In the third step, applicable for bonds with duration greater than 1,
the weighted squared price difference for each bond from the second
step is divided by the bond's duration.
(3) Data used--(i) In general. Except as otherwise provided in this
paragraph (d)(3), the bonds that are used to construct the daily
corporate bond yield curve for a business day are bonds with maturities
longer than \1/2\ year, with at least two payment dates, and that:
(A) Are designated as corporate;
(B) Have high quality ratings (AAA, AA, or A) as of that business
day from the nationally recognized statistical rating organizations;
(C) Have at least $250 million in par amount outstanding on at
least one day during the month;
(D) Pay fixed nominal semiannual coupons and the principal amount
at maturity; and
(E) Mature not later than 30 years after that business day.

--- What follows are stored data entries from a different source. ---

PR #330, opened 2017-10-05
play audio when instruction step is shown

Erin-Mounts:
if there is any to play

requires https://github.com/Sage-Bionetworks/ResearchUXFactory-iOS/pull/76


syoung-smallwisdom (approved):
Looks good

(ii) Excluded bonds. The following types of bonds are not used to
construct the daily corporate bond yield curve for a date:
(A) Bonds not denominated in U.S. dollars;
(B) Bonds not issued by U.S. corporations;
(C) Bonds that are capital securities (sometimes referred to as
hybrid preferred stock);
(D) Bonds with variable coupon rates;
(E) Convertible bonds;
(F) Bonds issued by a government-sponsored enterprise (such as the
Federal National Mortgage Association);
(G) Asset-backed bonds;
(H) Callable bonds, unless the call feature is make-whole or the
call feature is exercisable only during the last year before maturity;
(I) Putable bonds;
(J) Bonds with sinking funds; and
(K) Bonds with an outstanding par amount below $250 million for the
day for which the daily yield curve is constructed.
(iii) Durations equal to or below \1/2\ year. The data for
durations equal to or below \1/2\ year that is used to construct the
daily corporate bond yield curve consists of AA financial and AA
nonfinancial commercial paper rates, as reported by the Federal Reserve
Board.
* * * * *
(h) Applicability date. This section applies for months that begin
on or after February 1, 2024. For rules that apply for earlier periods,
see 26 CFR 1.430(h)(2)-1 revised as of April 1, 2023.
Douglas W. O'Donnell,
Deputy Commissioner for Services and Enforcement.
Approved: December 27, 2023.
Lily Batchelder,
Assistant Secretary of the Treasury (Tax Policy).